Given information:
= = = =

PR #98, opened 2023-04-13
Fasta IDs renaming fixed

Ales-ibt:
A couple of fixes in the scripts that were modifying the headers. Also there was an error in the gff-writer scripting the step of fixing the CDS coordinates


bin/write_viral_gff.py
```diff
@@ -225,6 +227,11 @@ def empty_if_number(string):
                     # Prophages include the start and the end in the string
                     # encoding: prophage:{prophage_start}-{prophage_end}
                     start, end = viral_seq_type.split("prophage-")[1].split(":")
+
+                    if int(start) == 0:
+                        start = '1'
+                        id_=id_.replace('prophage-0:','prophage-1:')
```
mberacochea, line 233: This only affects the first position? Sorry, I may be confused

mberacochea (changes requested):
Thank you @Ales-ibt . I've added some comments, I think we need to fix a different method of the rename script instead of adding that `flag` variable with the `|` character.

mberacochea (commented):
@Ales-ibt I've changed the code a bit... please give it a read, but I think we can merge this one.

mberacochea (approved):

PR #112, opened 2023-09-06
Fix the Chromomap container.

mberacochea:


mberacochea:
BTW we don't have to make a new release, as I've pushed the container to quay already.

hoelzer:
Nice, works! I will merge this directly and yes, we can skip the release bc the container has the same name.

hoelzer:
Ah, I think we still have to merge from `dev` into `master` now

hoelzer (commented):
+1

PR #122, opened 2024-04-25
remove lsf requirement for ebi profile

Vkale1:
Remove LSF for EBI profile will allow us to run with both ebi,slurm and ebi,lsf options.


KateSakharova (approved):
I think that should work

Issue #127, opened 2024-07-15
Question regarding GFF file generation


fischer-hub:
Hey, thanks for this nice pipeline!

I'm running the pipeline with the `--list` argument providing a sample sheet to it to run on  ~100 samples. But for all the viral sequences that are identified by the pipeline I only get one `GFF` file in the output directory of the first sample from the sample sheet. I think this is cause by [this](https://github.com/EBI-Metagenomics/emg-viral-pipeline/blob/master/virify.nf#L485)  line of code and I was just wondering what the reasoning behind taking only runnning the `GFF` script on the first contig file as a reference sequence is. 

I get that in the case of running the pipeline on a single sample this doesn't make a difference, but when dealing with multiple samples wouldn't it make sense to generate a GFF file for every sample where viral sequences have been found? Just wondering if I'm missing something here!

Thanks in advance!

mberacochea:
Hey @fischer-hub 

That looks like a bug to me, we usually run the pipeline one assembly at the time. So I think it's just an unhappy coincidence. I'll change it and will test the pipeline.

Cheers

fischer-hub:
Thanks again!

KateSakharova:
Hi, `--list` option would be removed in comming release. Multiple run would be supported using samplesheet and gathering samples should not be a problem anymore

PR #128, opened 2024-07-17
Add VirSorter2 process as an alternative to VirSorter

fischer-hub:
Added [VirSorter2](https://github.com/jiarong/VirSorter2) as a new process that can be used instead of `VirSorter` using the new flag `--use_virsort2`, adapted the downstream processes (the `parse` process and GFF generation script) to work with the different results of `VirSorter2`. E.g.: `VirSorter2` reports a confidence score (0-1) for every viral hit in the input data instead of a category.

Also had to add some changes to the GFF generation process because I always ran into file collision issues when more than one of the input samples reported significant viral sequences, since the `VirSort` and  `VirFinder` reports have the same file name for every sample. Might also be solved by running the GFF script for every sample containing viral seqs instead of once for all samples but I already asked about this in #127, maybe I'm missing something here!

### DIFF
--- a/virify.nf
+++ b/virify.nf
@@ -427,10 +427,9 @@ workflow detect {
 
         // parsing predictions
         parse(length_filtered_ch.join(virfinder.out).join(virsorter_out).join(pprmeta.out))
-        parse.out.view{ it -> "$it" }
 
     emit:
-        parse.out.join(renamed_ch).view().transpose().map{name, fasta, vs_meta, log, renamed_fasta, map -> tuple (name, fasta, map)}
+        parse.out.join(renamed_ch).transpose().map{name, fasta, vs_meta, log, renamed_fasta, map -> tuple (name, fasta, map)}
 }
 
 
--- a/virify.nf
+++ b/virify.nf
@@ -504,9 +504,9 @@ workflow annotate {
         def k = 1 
 
         // enumerate collected files to prevent file collision
-        viphos_annotations = annotation.out.map { _, __, annotations -> tuple(annotations, i++) }.collect(){it -> it[0]} //{ annotations, count -> "$annotations".replace('.', '_' + count + '.') }
-        taxonomy_annotations = assign.out.map { _, __, taxonomy -> tuple(taxonomy, j++) }.collect(){it -> it[0]} //{ taxonomy, count -> "$taxonomy".replace('.', '_' + count + '.') }
-        checkv_results = checkV.out.map { _, __, quality_summary, ___ -> tuple(quality_summary, k++) }.collect(){it -> it[0]} //{ quality_summary, count -> "$quality_summary".replace('.', '_' + count + '.') }
+        viphos_annotations = annotation.out.map { _, __, annotations -> tuple(annotations, i++) }.collect(){it -> it[0]}
+        taxonomy_annotations = assign.out.map { _, __, taxonomy -> tuple(taxonomy, j++) }.collect(){it -> it[0]}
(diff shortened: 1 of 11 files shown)


hoelzer:
Great, thanks a lot!

@mberacochea @guille0387: @fischer-hub is working with me at the RKI and we anyway wanted to use VS2 for some annotations. Thus, David kindly added the functionality to VIRify. Of couse, this would need more proper benchmarking but the idea would be to swap VS against VS2 at some point. 

For now, there would be this parameter switch possible.

mberacochea:
@hoelzer @fischer-hub this is amazing, thank you so much. This has been in our backlog for ages. I will go over the PR as soon as I can, but from a quick read it looks great.

virify.nf
```diff
@@ -477,11 +499,17 @@ workflow annotate {
...
-        taxonomy_annotations = assign.out.map { _, __, taxonomy -> taxonomy }.collect()
-        checkv_results = checkV.out.map { _, __, quality_summary, ___ -> quality_summary }.collect()
+        def i = 1 
+        def j = 1 
+        def k = 1 
+
+        // enumerate collected files to prevent file collision
+        viphos_annotations = annotation.out.map { _, __, annotations -> tuple(annotations, i++) }.collect(){it -> it[0]} //{ annotations, count -> "$annotations".replace('.', '_' + count + '.') }
+        taxonomy_annotations = assign.out.map { _, __, taxonomy -> tuple(taxonomy, j++) }.collect(){it -> it[0]} //{ taxonomy, count -> "$taxonomy".replace('.', '_' + count + '.') }
+        checkv_results = checkV.out.map { _, __, quality_summary, ___ -> tuple(quality_summary, k++) }.collect(){it -> it[0]} //{ quality_summary, count -> "$quality_summary".replace('.', '_' + count + '.') }
```
mberacochea, line 509: This is to support the -list of assemblies, correct?

virify.nf
```diff
@@ -477,11 +499,17 @@ workflow annotate {
...
 
         write_gff(
+          // when using --list with multiple samples and the first assembly is bad by chance this generates one bad GFF file right?
```
mberacochea, line 512: This is indeed a bug

mberacochea (changes requested):
Thanks @fischer-hub, great stuff. I left a few comments, nothing major.
The one thing I would like to add is a few more unit tests for parse_viral_pred.py, can you send me an example of the virsorter2 outputs?

fischer-hub:
> Thanks @fischer-hub, great stuff. I left a few comments, nothing major. The one thing I would like to add is a few more unit tests for parse_viral_pred.py, can you send me an example of the virsorter2 outputs?

Sure, will go over the changes asap  and attach some example output here!

virify.nf
fischer-hub: When running on a list of samples this was my first fix to prevent the `write_gff` file collision, but I think [this](https://github.com/EBI-Metagenomics/emg-viral-pipeline/pull/128/files#diff-271fae29b461eeb8b8010c1b16ce3d1daf0eb82f7e7d98d63372a0fc9f6f3e6cR9) should be sufficient as well since then the input files are enumerated and have different names too. (I just forgot to remove this afterwards, will check again)

mberacochea: I see. The change on the contigs.first() it a but more invovled as we need to .join() the assemblies with the corresponding annotations. Otherwise, the pipeline could mix results from different assemblies.

fischer-hub: Yes, true. Maybe its better then to keep the fix and handle the bug in a separate PR.

KateSakharova:
Fixed in #135

PR #129, opened 2024-07-20
Inver the order of the taxonomic lineages on the output files

### LINKED ISSUE #113: Taxonomic ranks are inverted
Hello there!

I've been testing the VIRify v2.0 and I realised that the taxonomic annotation on the GFF file has the ranks inverted. 

For instance:
taxonomy=Entomopoxvirinae;Poxviridae;Chitovirales

Should be:
taxonomy=Chitovirales;Poxviridae;Entomopoxvirinae

And ideally, it would be great to have the whole lineage like:
taxonomy=Viruses;Bamfordvirae;Nucleocytoviricota;Pokkesviricetes;Chitovirales;Poxviridae;Entomopoxvirinae

There are also some problems with names like Caudovirales which is shown in the NCBI taxonomy database as Caudoviricetes.

Thanks in advance!

Ales.

mberacochea:
This will close #113


hoelzer:
I think looks good... and then we would report the full taxonomy ranks which is even nicer. And in more meaningful order.

PR #134, opened 2024-10-01
Re-structure pipeline

KateSakharova:
Restructured pipeline to nf-core view
- created main.nf main entry
- added virify.nf to workflows and simplified
- all subworkflows wrapped into separate files
- modules moved to local/name/main.nf
- publishDir moved to modules.config
- container specified in each module main.nf 
- moved help to separate module
- moved warning to separate module
- removed CWL (woohoo)
- added samplesheet support
- removed --list option (replaced with samplesheet)
- replaced name with meta (resolved issues with --list option)
- added some nf-core tools

Now virify supports samplesheet (fq1 and fq2 are optional) 
id,assembly,fq1,fq2

For assembly as input:
If you have assembly as input you can use old argument --fasta - that will run pipieline for 1 assembly.
If you have more than 1 assembly - use samplesheet.

For raw_reads as input:
You need to use ONLY samplesheet (even for 1 run). I replaced --illumina option with --assemble (boolean). User should specify that flag to force assembly process (that flag will help user to understand what he is doing). _Hopefully, nobody uses it because it is experimental feature._


subworkflows/local/annotate.nf
```diff
@@ -93,25 +93,36 @@ workflow ANNOTATE {
...
     CHECKV(
-      predicted_contigs.combine( contigs.map { name, fasta -> fasta }),
+      predicted_contigs.join(contigs.map { meta, fasta -> fasta }),
       checkv_db
     )
 
-    viphos_annotations = ANNOTATION.out.map { _, __, annotations -> annotations }.collect()
-    taxonomy_annotations = ASSIGN.out.map { _, __, taxonomy -> taxonomy }.collect()
-    checkv_results = CHECKV.out.map { _, __, quality_summary, ___ -> quality_summary }.collect()
+    viphos_annotations = ANNOTATION.out.annotations.groupTuple().map{
```
mberacochea, line 100: Is this `groupTuple` required becase `ANNOTATION` return a list of files? I'm not sure I follow

mberacochea:
So far.. it look goods to me :) Thank you @KateSakharova

subworkflows/local/annotate.nf
KateSakharova: it is in development stage yet, I'm not sure what it returns either :D

mberacochea: Perfect hehe

PR #137, opened 2025-01-15
Feature/support protein predictions

KateSakharova:
Added support of using already predicted proteins as pipeline input.
- added script to split proteins.faa into HC, LC and PP files. Phophages processing is quite tricky because they have particular coords, not whole contig.
- fixed gff generator not to change coords for already predicted proteins **for prophages** (because they were initially predicted in contig coords)


assets/schema_input.json
```diff
@@ -1,6 +1,6 @@
 {
     "$schema": "https://json-schema.org/draft/2020-12/schema",
-    "$id": "https://raw.githubusercontent.com/ebi-metagenomics/miassembler/master/assets/schema_input.json",
+    "$id": "https://raw.githubusercontent.com/ebi-metagenomics/emg-viral-pipeline/dev/assets/schema_input.json",
```
mberacochea, line 3: We need to remember to update this `dev` -> `master`

KateSakharova: Yes, absolutely (bit now dev if quite different from master)

bin/split_proteins_by_categories.py
```diff
@@ -73,11 +74,18 @@ def check_coordinates(self, prodigal_info, prophage_info):
...
+        # Calculate overlap
+        overlap_start = max(start_protein, start_prophage)
+        overlap_end = min(finish_prophage, finish_protein)
+        intersection = max(0, overlap_end - overlap_start + 1)
+        # Make decision about protein
+        if intersection:
+            prophage_cov = intersection / prophage_length
+            protein_cov = intersection / protein_length
+            
+            if prophage_cov > 0.9 or protein_cov > 0.9:
```
Ales-ibt, line 87: Protein length will always be shorter that the prophage length. Evaluating the protein coverage should be enough. In the MAP we evaluate the MGE length because we can have small MGEs as short as 1 Kb, but in the case of prophages, that shouldn't be the case.

Ales-ibt (approved):
Thank you for this. I will update the protein coverage length on the next version of the MAP (wip) to be on the same page.

PR #138, opened 2025-02-19
Add annotations for momofy

KateSakharova:
Added `viral genes` and `kmer frequency` to checkV results attributes. Also added `virify_quality` {HC, LC, PP, unknown} for all annotations right after ID. _If quality is unknown - it seems an error in parsing. Better to report it to me to fix_

example:
```
NODE_5186_length_8751_cov_4.185028   VIRify viral_sequence 1    8751  .    .    .    ID=NODE_5186_length_8751_cov_4.185028|viral_sequence;virify_quality=LC;gbkey=mobile_element;mobile_element_type=phage_linear;checkv_provirus=No;checkv_quality=Low-quality;miuvig_quality=Genome-fragment;kmer_freq=1;viral_genes=15;taxonomy=Fletchervirus%3BEucampyvirinae
NODE_5194_length_8743_cov_5.186004   VIRify viral_sequence 1    8743
```


bin/write_viral_gff.py
```diff
@@ -156,11 +168,15 @@ def write_gff(
...
+                kmer_freq = row["kmer_freq"]
+                viral_genes = row["viral_genes"]
                 checkv_info = ";".join(
                     [
                         f"checkv_provirus={checkv_type}",
                         f"checkv_quality={checkv_quality}",
                         f"miuvig_quality={miuvig_quality}",
+                        f"kmer_freq={kmer_freq}",
+                        f"viral_genes={viral_genes}",
                     ]
```
Ales-ibt, line 180: Maybe add the 'checkv' prefix to `kmer_freq` and `viral_genes` attribute keys to denote where do they come from.

bin/write_viral_gff.py
```diff
@@ -233,6 +249,7 @@ def empty_if_number(string):
         # coordinates and attributes
         for contig_name, viral_sequence_types in viral_sequences.items():
             clean_contig_name = Record.remove_prophage_from_contig(contig_name)
+            quality = virify_quality[clean_contig_name] if clean_contig_name in virify_quality else "unknown"
```
Ales-ibt, line 252: In which case you could have "unknown" quality?

bin/write_viral_gff.py
KateSakharova: easy, yes

bin/write_viral_gff.py
KateSakharova: there shoud be no cases! That is a "check" for dummy mistake in code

= = = =

Repeat exactly, please, each line from the beginning of the data through the line with "Hey, thanks for this nice pipeline!" in it, and only those lines.

PR #98, opened 2023-04-13
Fasta IDs renaming fixed

Ales-ibt:
A couple of fixes in the scripts that were modifying the headers. Also there was an error in the gff-writer scripting the step of fixing the CDS coordinates


bin/write_viral_gff.py
```diff
@@ -225,6 +227,11 @@ def empty_if_number(string):
                     # Prophages include the start and the end in the string
                     # encoding: prophage:{prophage_start}-{prophage_end}
                     start, end = viral_seq_type.split("prophage-")[1].split(":")
+
+                    if int(start) == 0:
+                        start = '1'
+                        id_=id_.replace('prophage-0:','prophage-1:')
```
mberacochea, line 233: This only affects the first position? Sorry, I may be confused

mberacochea (changes requested):
Thank you @Ales-ibt . I've added some comments, I think we need to fix a different method of the rename script instead of adding that `flag` variable with the `|` character.

mberacochea (commented):
@Ales-ibt I've changed the code a bit... please give it a read, but I think we can merge this one.

mberacochea (approved):

PR #112, opened 2023-09-06
Fix the Chromomap container.

mberacochea:


mberacochea:
BTW we don't have to make a new release, as I've pushed the container to quay already.

hoelzer:
Nice, works! I will merge this directly and yes, we can skip the release bc the container has the same name.

hoelzer:
Ah, I think we still have to merge from `dev` into `master` now

hoelzer (commented):
+1

PR #122, opened 2024-04-25
remove lsf requirement for ebi profile

Vkale1:
Remove LSF for EBI profile will allow us to run with both ebi,slurm and ebi,lsf options.


KateSakharova (approved):
I think that should work

Issue #127, opened 2024-07-15
Question regarding GFF file generation


fischer-hub:
Hey, thanks for this nice pipeline!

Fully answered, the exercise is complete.